= TASK BRIEF =
Once you find the line with "- **Contact support.**" in the entries below, return exactly every line from it through the line with "## Pending (backend integration)".

= INFORMATION =
══════════
PR #3863, opened 2026-06-17
feat(migration): custodial to self-custodial migration UI

esaugomez31:
## Summary

UI for migrating a custodial Blink account to a self-custodial (Spark) account, and the EU wind-down states that drive it: the settings entry, the guided flow (explainer, optional API-keys and keep-receiving steps, history download, balances summary and transfer), the home bulletin, the receive-disabled prompt, and the non-dismissable gate once the account is closed. The migration/wind-down data is read entirely through a single temporary mock; the real backend queries are wired in a branch stacked above this one.

Part of blinkbitcoin/blink-wip#800

## In this PR

- **Settings entry.** Re-enabled the "Move to non-custodial" row in the Account section (custodial accounts only). It resumes an in-progress migration through the checkpoint route or starts a fresh one, and hides itself while the self-custodial kill-switch is off.
- **Wind-down states.** The whole feature is driven by a server-reported phase, never computed from the device clock: `PreCutoff` (works normally, migration is voluntary), `ReceiveDisabled` (receiving is turned off, the "Migrate now" prompt appears), and `GatedClosed` (the account is closed except for the guided migration). The phase and its dates come from a single mock (`utils/backend-mock.ts`, `Query.windDown` shape in `app/types/wind-down.ts`) so the integration branch swaps only that layer.
- **Entry gate.** A single choke point for both entry points (settings and the forced blocker) orders the pre-flow checks per the wind-down design: an API-keys warning first, then a custodial dollar-balance precondition (emptied manually pre-deadline; post-gate the flow converts it), then the intro in the mode the account's situation demands (voluntary, forced pre-deadline, or the armed gate).
- **Explainer.** Reworked into five **required acknowledgement checkboxes**, revealed one at a time as each is checked. The CTA stays disabled until all five are checked, then routes into the flow.
- **Optional per-account steps.** A **keep-receiving** screen shows the account's lightning address before it stops working (shown only when the account has one), and a **download-history** step exports the transaction CSV (shown only when there is history, and only on a fresh run). Both follow the per-screen navigation rules (back arrows on the mid-flow steps, no exit once committed).
- **Balances summary and transfer.** A balances-overview screen shows the current and resulting balances, the network fee (or that Blink covers it), and, post-gate only, the exchange rate. It never renders zeros while loading (spinner and disabled Approve). Approving lands on the transfer screen, which provisions the self-custodial account, swaps the active session to it, marks it backed up, and clears the migration state; any failure routes to contact support instead of hanging.
- **Backup provisions and lands on the new account.** The flow provisions a self-custodial account (without activating it) so the shared backup screens show its recovery phrase. Cloud, password-manager, and manual backup all work mid-migration, because the account identity is derived offline from the mnemonic. The provisioned-but-inactive wallet is tracked in a per-owner registry so it is reused on resume (never re-provisioned) and hidden from the account switcher until the migration activates it.
- **Home bulletin.** One-time dismissable row on the home screen for self-custodial accounts pointing at the blog post, persisted per account.
- **Receive-disabled prompt and receive gate.** In the `ReceiveDisabled` phase the home greys out Receive (its tap reopens the prompt) and shows a dismissable, server-dated "Migrate now" modal that yields to every other home modal; the dismissal is scoped per account for the session. A route-level guard bounces any path into the receive screen back home while receiving is blocked.
- **Forced "Time to upgrade" gate.** Custodial accounts in a restricted country, or any account once the gate arms, are blocked at every app-open by a non-dismissable full-screen that replaces the tabs until they migrate. The restricted countries are a Firebase remote config (`custodialMigrationRequiredCountries`, defaulting to `US`), and a persisted flag stops the gate being bypassed by changing location afterwards.
- **Contact support.** A support screen gathers the account diagnostics (account id, pubkey, username, email, phone, app version, platform, country) from a single keychain read and opens a pre-filled support email.
- **Kill-switch.** A single `useSelfCustodialDisabled` rule (`nonCustodialEnabled` remote config) pauses every entry into the migration (settings row, blocker, gate, and the migrate-now prompt) while leaving the server-driven receive greying in place.
- **De-minimis fee subsidy.** The balances preview mirrors the backend exactly: a zero balance previews zero, a balance at or below the de-minimis threshold has its fee covered by Blink and transfers whole, and anything above uses the backend's drain solve (`max(0.5%, 10 sats)` reserve) so the mocked figures match what the real query will return.
- **Shared component.** Extracted `RevealedCheckboxList` (the reveal-one-at-a-time checkbox list) and reused it in the existing backup security-checks screen; `CheckboxRow` forwards a `testID`. Feature-level layout is shared through `MigrationStepLayout`, `MigrationCloseHeader`, `BalancePairCard`, and `GateBalances`.
- **i18n.** The full `AccountMigration` copy group (explainer checks, the three intro modes, the balances summary and its "not available" states, the migrate-now and dollar-balance modals, keep-receiving, download-history, API-service, the contact-support diagnostics, and the resume-failed toast) plus `NonCustodialInfoBulletin`, translated across all 28 languages with the fee and dates as interpolated values.

## Pending (backend integration)

- **Backend queries and mutations.** The migration/wind-down data (`Query.windDown`, `Account.migration.preview`) is served by a temporary mock, and the funds transfer is a fixed-delay placeholder that swaps the session without moving funds. The real query and the `migrationStart` / `migrationCommit` / `migrationLnAddressTransfer` mutations, their error codes, and the "migrated" account status are wired in the branch stacked above this one. A ship-gate flag (`IS_ACCOUNT_AFFECTED`) keeps the wind-down UI off until then.

## Notes

- Custodial-only: the settings entry, the receive-disabled prompt, and the forced gate apply to custodial accounts; all are inert for self-custodial accounts.
- The required-checkbox, per-screen navigation, and modal-priority behaviors match the wind-down acceptance scenarios.


esaugomez31:
* **#3934** <a href="https://app.graphite.com/github/pr/blinkbitcoin/blink-mobile/3934?utm_source=stack-comment-icon" target="_blank">Graphite</a>
* **#3917** <a href="https://app.graphite.com/github/pr/blinkbitcoin/blink-mobile/3917?utm_source=stack-comment-icon" target="_blank">Graphite</a>
* **#3863** <a href="https://app.graphite.com/github/pr/blinkbitcoin/blink-mobile/3863?utm_source=stack-comment-icon" target="_blank">Graphite</a> 👈 <a href="https://app.graphite.com/github/pr/blinkbitcoin/blink-mobile/3863?utm_source=stack-comment-view-in-graphite" target="_blank">(View in Graphite)</a>
* `main`


<h2></h2>

designsats:
@esaugomez31 Example of the error message which shows in case user has dollar balance bellow the limit. 

forced-upgrade-custody

designsats:
Many updates in oroginal ticket incoming

grimen (changes requested):
## Findings

### High

**1. Two custodial profiles on the same phone can end up sharing one migration wallet.**
The pending-wallet registry is keyed by `activeAccount.id` (`use-pending-migration-accounts.ts`). But every custodial profile on a device has the same id: the constant `custodial-default` (`app/types/wallet.ts`). So the app cannot tell two custodial profiles apart.
*Example:* Alice (profile 1) starts a migration. The app creates wallet W1 for her, she sees its recovery phrase, then she stops halfway. Bob (profile 2) later starts his own migration on the same phone. The app finds W1 in the registry and gives it to Bob. Bob's money is now on a wallet whose recovery phrase Alice has. Alice can take Bob's funds. The same problem lets Bob resume Alice's half-finished flow (skipping the terms and checkboxes he never accepted) and mixes up their "don't show again" dismissals.
*Proposal:* key the registry, the checkpoint ownership check, and the dismissals by something that is truly unique per profile — the Galoy account id. If the stored owner doesn't match the current profile, treat it as "not mine" and start fresh (don't delete it — the other profile may still need it). Add a test with two custodial profiles on one device.

**2. The kill-switch does not cover all ways into the migration.**
The remote config `nonCustodialEnabled` is meant to pause every entry into the migration. It works for the settings row, the blocker, and the migrate-now prompt. It is missing in two places: the home bulletin (`useMigrationReminderBulletin`) and the `blink://account-migration` deeplink (`migration-entry-screen.tsx`).
*Example:* Spark has an outage, so ops turns the flag off. The home bulletin still shows. A user taps its "Migrate" button and is walked through wallet creation and a fund transfer — against a system that is currently down.
*Proposal:* check the flag once, in the one place every entry passes through: `MigrationGate`. If the flag is off, the gate shows a "temporarily unavailable" screen. That protects every entry point automatically, including ones added in the future. The per-entry checks then only need to hide buttons (add that to the bulletin too, so users don't see a button that leads to a wall). One test on the gate covers it.

### Medium

**3. Deeplinks can open screens on top of the "account closed" blocker.**
The GatedClosed blocker only replaces the main tab area. Deeplinks open screens on the root stack, which sits above it.
*Example:* a blocked user taps a `lightning:` payment link in a chat app. The send screen opens on top of the blocker and works normally. The same is true for the convert, settings, and scan-qr links. Screens that were already open when the block started also keep working.
*Proposal:* enforce the block in the navigation container: while the gate is armed, ignore all deeplinks except the migration ones, and reset the stack when the gate arms so nothing is left open above it.

**4. The gate's safety checks pass when their queries fail. Also, the PR description is out of date.**
The gate only waits for `loading` (`migration-gate.tsx`). If the API-keys query errors, the app assumes "no API keys" and skips the warning. If the balance query errors, the app assumes "$0" and lets the user through the dollar-balance check.
*Example:* a user with $50 and two API keys opens the gate on bad Wi-Fi. Both queries fail. The user enters the flow with no warning and a full dollar balance.
Separately: the PR description says a persisted flag stops users from dodging the gate by changing location. That code was removed in commit a345d1b7e. Today, relaunching the app offline shows the normal, unblocked app. A comment in `root-navigator.tsx` still refers to the deleted code.
*Proposal:* only proceed when the data is actually there — `useCustodialWalletBalances` already exposes `isReady` for this; add the same for the API-keys query, and show a retry button on error. Decide on purpose what should happen on an offline relaunch (bring back a persisted flag, or accept the gap until the backend enforces it). Update the description and remove the stale comment.

**5. If the app dies at the wrong moment, a funded wallet can disappear from the account switcher — permanently.**
At the end of the migration, `use-complete-migration.ts` clears the pending-wallet record without awaiting the write. Pending records never expire.
*Example:* the transfer succeeds and the app switches to the new account, then the phone dies before the cleanup write lands. The stale record now lives forever. The new account is only shown in the switcher while it is active — so the next time the user switches profiles, their funded wallet vanishes from the list for good. The only way back is restoring from the recovery phrase.
*Proposal:* await the cleanup before navigating, and — more importantly — add a self-healing check: on load, drop any pending record whose wallet has already been activated.

**6. Coming back to an abandoned migration can create a second wallet and orphan the first.**
`use-migration-account.ts` reuses the already-created wallet only if it appears in the account registry. But the hook's `loading` flag doesn't include the registry's own loading state.
*Example:* a user abandoned a migration 3 days ago (the resume checkpoint has expired) after writing down wallet W1's phrase. They re-enter on a slow device and tap the button before the registry has loaded. The app doesn't find W1, creates W2, and overwrites the record. W1 now shows up in the switcher as a mystery empty account — and it's the one whose phrase the user has on paper. Killing the app between wallet creation and saving the record leaks the same kind of orphan.
*Proposal:* include the registry's loading state (and treat a failed read as "not ready", not "empty"). Also save the pending record *before* creating the wallet — the id is known up front — so a crash leaves a harmless dangling record instead of an orphaned wallet.

**7. The preview data contract won't survive contact with the real backend.**
`AccountMigrationPreview` is synchronous and only knows about the BTC balance — because the mock is synchronous and only uses BTC.
*Example 1:* the real backend query is async. While it loads, the fields default to zero — and the Approve button enables on a screen full of zeros. That breaks the "never show zeros while loading" rule this PR carefully enforces everywhere else.
*Example 2:* after the gate arms, the flow itself converts the user's dollars. A user with 0 sats and $50 would see a final screen saying they will receive nothing.
*Proposal:* since the contract lives in this PR, extend it here: add loading/error states (folded into `isReady`) and fields for the dollar balance and its converted amount, served by the mock. Add a test for the post-gate, nonzero-dollars case.

**8. Four timing bugs in the flow's state machine:**
- **a.** `migration-required-screen.tsx` decides whether to show the "keep receiving" step before the lightning-address query has finished. On a cold start, a fast tap skips the warning for a user who does have an address. *Proposal:* wait for the query, or always visit the screen and let its existing self-skip decide.
- **b.** After the migration completes, the balances screen (still mounted underneath) re-saves the checkpoint that was just cleared. Harmless today, a trap for any future code that checks "is there a resumable migration". *Proposal:* only save while the screen is focused (`useIsFocused()`).
- **c.** If the balance query fails on the final screen, the user is stuck: endless spinner, back button blocked, no retry — only "Contact support", for what may be a Wi-Fi blip. *Proposal:* show an error message with a Retry button; keep Approve disabled.
- **d.** With the kill-switch on while the account is gated, the home screen shows Receive as enabled — but tapping it bounces straight back with no explanation. *Proposal:* grey Receive using `useWindDownReceiveBlocked` (which covers both blocked phases), and show a short "receiving is disabled" message where the tap currently does nothing.

**9. One test suite can never fail.**
`use-wind-down-status.spec.ts` starts with `if (result.current === null) return` — and the mock always returns `null` right now (`IS_ACCOUNT_AFFECTED = false`). Every assertion in the file is skipped. The rules it is meant to protect (the ordering of the wind-down dates) could break without any test noticing.
*Proposal:* force the "affected" branch with `jest.mock`, test both branches explicitly, and delete the early return.

### Low

**10.** On the failure screen, "Contact us" does nothing if the phone has no mail app — `Linking.openURL("mailto:…")` fails silently (`use-contact-support.ts`). That screen has no other exit. *Proposal:* check `canOpenURL` first; if it fails, show the support address with a copy button.

**11.** One bad timezone string from the backend would crash the home screen for every custodial user: `formatDayAndMonth` passes it straight to `toLocaleDateString`, which throws. *Proposal:* try/catch, fall back to the device timezone, report the error.

**12.** The final screen reads the balance with Apollo's cache-first default, so a payment received moments earlier may not appear in the figure the user approves. *Proposal:* for the implementer to decide — if the approved figure should always be fresh, use `cache-and-network`; if cache-first is acceptable because the backend recomputes at commit time, a short comment would settle it.

**13.** The LNURL-withdraw screen (an incoming-funds path) is not behind the receive block. A user scanning a voucher while receiving is disabled gets a raw server error instead of the migrate prompt. *Proposal:* wrap `redeemBitcoinDetail` in `WindDownReceiveGate`, like `receiveBitcoin`.

**14.** On iOS, resuming from a cloud-backup checkpoint sends the user back to the start (all 5 checkboxes and the terms again). Android resumes forward. There's no comment explaining why, and the test pins the behavior without a reason. *Proposal:* if this is intended (e.g. an iCloud re-prompt concern), add a comment explaining why; otherwise make iOS resume forward like Android.

**15.** If saving the "backup completed" flag fails, the flow continues anyway (`use-complete-backup.ts`). The user who just did a backup is later nagged that they have none. *Proposal:* stop and offer retry, the same way checkpoint saves already do.

**16.** If wallet creation fails halfway, the recovery phrase written to the keychain is not cleaned up (`bridge/lifecycle.ts`), while the restore path does clean up after itself. *Proposal:* for the implementer to confirm — if keeping the entry is intentional (e.g. to never delete key material once written), add a comment; otherwise mirror the restore path's cleanup.

### Nits

**17.** `keep-receiving-screen.tsx` has an unused `buttonsContainer` style.
**18.** `icon-hero.tsx` now renders an empty text element when `subtitle=""`; the old code skipped it.
**19.** The new `info-row` tests pass even if the new props do nothing (styles are mocked away).
**20.** The explainer test mocks `useMigrationAccount` with an outdated shape, so "button disabled while creating the wallet" is never tested.
**21.** The backup-method screen loads the recovery phrase from the keychain as soon as it opens, before the user picks a method. Load it when a method is chosen.
**22.** `MigrateNowModal` is mounted/unmounted instead of toggled like its sibling modals, so it skips its exit animation.
**23.** The fee-math sweep test checks an equation the mock defines, so it can't fail. The real rules — the reserve is satisfied, and the payout is the largest possible — are untested, as is the exact-half rounding case.
**24.** A comment above the `useMigrationBlocker` import in `root-navigator.tsx` describes code that was deleted (see 4).

## Test Coverage Gaps

- Two custodial profiles on one device: wallet reuse, checkpoint ownership, and dismissals are only tested with a single profile (1).
- No test that the bulletin, the deeplink, or the gate respect the kill-switch (2); `use-self-custodial-disabled` has no test of its own.
- No test for deeplinks bypassing the armed gate (3), or for the home screen when the account is gated and the kill-switch is on (8d); the receive-gate test never uses the `GATED_CLOSED` status directly.
- No test for the gate letting users through when its queries error (4).
- No test for the crash windows at the end of the flow: cleanup not persisted before navigation, or a kill during wallet creation or the account swap (5, 6).
- The `use-migration-account` test always mocks a fully loaded registry, so the loading race and the failed-read path are untested (6).
- No test anywhere for the post-gate case with a dollar balance (7).
- No test for the "keep receiving" decision while its query is still loading (8a), or for the checkpoint being re-saved after completion (8b).
- No direct tests for `use-migration-balances-preview` or `use-custodial-wallet-balances`; the screen test stubs out currency display, so real formatting is untested.
- `use-wind-down-status.spec.ts` is dead code behind its `null` guard (9).
- The fee-math sweep can't fail (23).
- The `info-row` prop tests can't fail (19), and the explainer test's outdated mock skips the provisioning-disabled case (20).
- `migration-step-layout` and `migration-close-header` are only tested indirectly through screens.

## Code Smells

- **Rules enforced at every call site instead of one central place.** This is the one pattern that repeats: the kill-switch is checked at each entry point and two were forgotten (2); the receive block is applied route by route and one route was forgotten (13); the home screen's modal-priority list names each sibling modal and already omits two. In all three cases the fix is the same: enforce the rule once, at a choke point, so new code is covered automatically.
- **The data contract is shaped like the mock, not like the real backend.** `AccountMigrationPreview` is synchronous because the mock is (7). That's exactly why the real async query can't slot in behind the seam without changing the contract.
- **An id that doesn't mean what it looks like.** `activeAccount.id` reads like a unique owner, but for custodial profiles it's the same constant for everyone (root cause of 1). Any future per-owner feature will hit the same trap. A real owner id on the account record would fix the class of bug, not just this case.
- **Fire-and-forget writes at the moments that matter most.** Cleanup after the account swap isn't awaited (5), a failed backup-status save is ignored (15), and some promise chains have no error handling. This PR itself established the right pattern — checkpoint saves return false and stop the flow — it just isn't applied everywhere.
- **The home screen keeps growing.** The bulletin, the prompt, the receive greying, and the modal ordering all landed in the already-huge `home-screen.tsx`. Not new to this PR, but each addition makes it worse; the modal ordering in particular would be safer as one small dedicated component.
- **Loose prop contracts on the shared components.** `InfoRow` silently ignores `valueColor` when `isValueMuted` is set, and `RevealedCheckboxList` misbehaves if its `labels` array ever changes length. Harmless with today's callers, undocumented for tomorrow's.

esaugomez31:
@grimen  Decision on each point below.

## Findings

### High

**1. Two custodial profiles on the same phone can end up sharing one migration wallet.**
══════════
= RESPONSE TO THE TASK =
- **Contact support.** A support screen gathers the account diagnostics (account id, pubkey, username, email, phone, app version, platform, country) from a single keychain read and opens a pre-filled support email.
- **Kill-switch.** A single `useSelfCustodialDisabled` rule (`nonCustodialEnabled` remote config) pauses every entry into the migration (settings row, blocker, gate, and the migrate-now prompt) while leaving the server-driven receive greying in place.
- **De-minimis fee subsidy.** The balances preview mirrors the backend exactly: a zero balance previews zero, a balance at or below the de-minimis threshold has its fee covered by Blink and transfers whole, and anything above uses the backend's drain solve (`max(0.5%, 10 sats)` reserve) so the mocked figures match what the real query will return.
- **Shared component.** Extracted `RevealedCheckboxList` (the reveal-one-at-a-time checkbox list) and reused it in the existing backup security-checks screen; `CheckboxRow` forwards a `testID`. Feature-level layout is shared through `MigrationStepLayout`, `MigrationCloseHeader`, `BalancePairCard`, and `GateBalances`.
- **i18n.** The full `AccountMigration` copy group (explainer checks, the three intro modes, the balances summary and its "not available" states, the migrate-now and dollar-balance modals, keep-receiving, download-history, API-service, the contact-support diagnostics, and the resume-failed toast) plus `NonCustodialInfoBulletin`, translated across all 28 languages with the fee and dates as interpolated values.

## Pending (backend integration)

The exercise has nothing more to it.